TASK DETAILS. What you need to produce is the complete listing, repeated exactly.

(THE DATA)

PR #669, opened 2024-05-08
feat(mods/dot-hide): add setting to not hide some entries

SunsetTechuila:
I was annoyed that the `.github` folder was hidden in the repositories, so made this

I have never written c++ code before, so check carefully


m417z:
@realgam3 FYU, you might want to incorporate these changes and submit them as part of a new version.

PR #676, opened 2024-05-11
Remove arukateru mods

Typical0:
This pull request removes all mods made by arukateru (also known as Alcatel). Today, a discovery has been made that the creator of those 2 mods has spread modified version of DWMBlurGlass (impersonating the creator of the original project, Maplepse) with a token logger ([this one](https://github.com/can-kat/cstealer) to be exact). We believe that he might bring malicious changes to both of these mods.


OrthodoxWindows:
From what I have read of two mods published by Alcatel, there does not seem to be any malicious code. This proposed deletion therefore makes no sense.

TheInsane101:
> From what I have read of the two mods published by Alcatel, there does not seem to be any malicious code. This proposed deletion therefore makes no sense. I specify that I have no particular interest in this story, I condemn like everyone else what Alcatel has committed. I just ask that healthy code be preserved. Especially since each update of a mod must be approved, so I don't see where the risk is.

We can store the current versions of the mods as archives; like how many WH mods are distributed in forums instead of the WH store

m417z:
Mods aren't normally being removed from the repository. This rule can be bypassed in extraordinary circumstances, such as a mod that contains malicious code, or in another case of law violation. This isn't the case, both mods are short and clearly have no malicious code.

Still, I understand the concern. Therefore, I added a rule that prevents this author from making submissions, including new mods and updates to existing mods:
https://github.com/ramensoftware/windhawk-mods/blob/c90686ffc164d30bd1567b18aae6539541f6fad7/.github/pr_validation.py#L14-L17

PR #689, opened 2024-05-23
Modernize Folder Picker Dialog 1.0.0

aubymori:
This mod replaces the outdated, hard-to-use "Browse For Folder" dialog with amodern styled folder picker dialog, which is easier to navigate.

**Before**:
Before

**After**:
After

### DIFF
--- a/mods/modernize-folder-picker-dialog.wh.cpp
+++ b/mods/modernize-folder-picker-dialog.wh.cpp
@@ -6,7 +6,7 @@
 // @author          aubymori
 // @github          https://github.com/aubymori
 // @include         *
-// @compilerOptions -lole32
+// @compilerOptions -lole32 -loleaut32
 // ==/WindhawkMod==
 
 // ==WindhawkModReadme==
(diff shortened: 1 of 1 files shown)


mods/modernize-folder-picker-dialog.wh.cpp
```diff
@@ -0,0 +1,115 @@
...
+using SHBrowseForFolderW_t = decltype(&SHBrowseForFolderW);
+SHBrowseForFolderW_t SHBrowseForFolderW_orig = nullptr;
+PIDLIST_ABSOLUTE WINAPI SHBrowseForFolderW_hook(
+    LPBROWSEINFOW lpbi
+)
+{
+    if (!lpbi) return NULL;
+
+    /* Make the dialog */
+    IFileOpenDialog *pDialog = nullptr;
```
m417z: This object is never freed. Same for `pRoot`, `pResult` and `pszPath` below.
You can use `winrt::com_ptr` to have all but `pszPath` automatically freed, for example:
https://github.com/ramensoftware/windhawk-mods/blob/16c1c93b12f2e2fb707c419efb19a7d3c3b80a11/mods/explorer-frame-classic.wh.cpp#L444

For `pszPath`, you need to call `CoTaskMemFree`, I don't think there's a smart object for it to free it automatically.

PR #693, opened 2024-05-27
Add TranslucentStartMenu theme

Undisputed00x:


m417z:
As stated in the readme, only the original author (in this case, me) can update their mods.
I added your theme and released a new version.
Next time, you can submit pull requests to my mods here:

(End THE DATA)

TASK RESPONSE.
PR #669, opened 2024-05-08
feat(mods/dot-hide): add setting to not hide some entries

SunsetTechuila:
I was annoyed that the `.github` folder was hidden in the repositories, so made this

I have never written c++ code before, so check carefully


m417z:
@realgam3 FYU, you might want to incorporate these changes and submit them as part of a new version.

PR #676, opened 2024-05-11
Remove arukateru mods

Typical0:
This pull request removes all mods made by arukateru (also known as Alcatel). Today, a discovery has been made that the creator of those 2 mods has spread modified version of DWMBlurGlass (impersonating the creator of the original project, Maplepse) with a token logger ([this one](https://github.com/can-kat/cstealer) to be exact). We believe that he might bring malicious changes to both of these mods.


OrthodoxWindows:
From what I have read of two mods published by Alcatel, there does not seem to be any malicious code. This proposed deletion therefore makes no sense.

TheInsane101:
> From what I have read of the two mods published by Alcatel, there does not seem to be any malicious code. This proposed deletion therefore makes no sense. I specify that I have no particular interest in this story, I condemn like everyone else what Alcatel has committed. I just ask that healthy code be preserved. Especially since each update of a mod must be approved, so I don't see where the risk is.

We can store the current versions of the mods as archives; like how many WH mods are distributed in forums instead of the WH store

m417z:
Mods aren't normally being removed from the repository. This rule can be bypassed in extraordinary circumstances, such as a mod that contains malicious code, or in another case of law violation. This isn't the case, both mods are short and clearly have no malicious code.

Still, I understand the concern. Therefore, I added a rule that prevents this author from making submissions, including new mods and updates to existing mods:
https://github.com/ramensoftware/windhawk-mods/blob/c90686ffc164d30bd1567b18aae6539541f6fad7/.github/pr_validation.py#L14-L17

PR #689, opened 2024-05-23
Modernize Folder Picker Dialog 1.0.0

aubymori:
This mod replaces the outdated, hard-to-use "Browse For Folder" dialog with amodern styled folder picker dialog, which is easier to navigate.

**Before**:
Before

**After**:
After

### DIFF
--- a/mods/modernize-folder-picker-dialog.wh.cpp
+++ b/mods/modernize-folder-picker-dialog.wh.cpp
@@ -6,7 +6,7 @@
 // @author          aubymori
 // @github          https://github.com/aubymori
 // @include         *
-// @compilerOptions -lole32
+// @compilerOptions -lole32 -loleaut32
 // ==/WindhawkMod==
 
 // ==WindhawkModReadme==
(diff shortened: 1 of 1 files shown)


mods/modernize-folder-picker-dialog.wh.cpp
```diff
@@ -0,0 +1,115 @@
...
+using SHBrowseForFolderW_t = decltype(&SHBrowseForFolderW);
+SHBrowseForFolderW_t SHBrowseForFolderW_orig = nullptr;
+PIDLIST_ABSOLUTE WINAPI SHBrowseForFolderW_hook(
+    LPBROWSEINFOW lpbi
+)
+{
+    if (!lpbi) return NULL;
+
+    /* Make the dialog */
+    IFileOpenDialog *pDialog = nullptr;
```
m417z: This object is never freed. Same for `pRoot`, `pResult` and `pszPath` below.
You can use `winrt::com_ptr` to have all but `pszPath` automatically freed, for example:
https://github.com/ramensoftware/windhawk-mods/blob/16c1c93b12f2e2fb707c419efb19a7d3c3b80a11/mods/explorer-frame-classic.wh.cpp#L444

For `pszPath`, you need to call `CoTaskMemFree`, I don't think there's a smart object for it to free it automatically.

PR #693, opened 2024-05-27
Add TranslucentStartMenu theme

Undisputed00x:


m417z:
As stated in the readme, only the original author (in this case, me) can update their mods.
I added your theme and released a new version.
Next time, you can submit pull requests to my mods here:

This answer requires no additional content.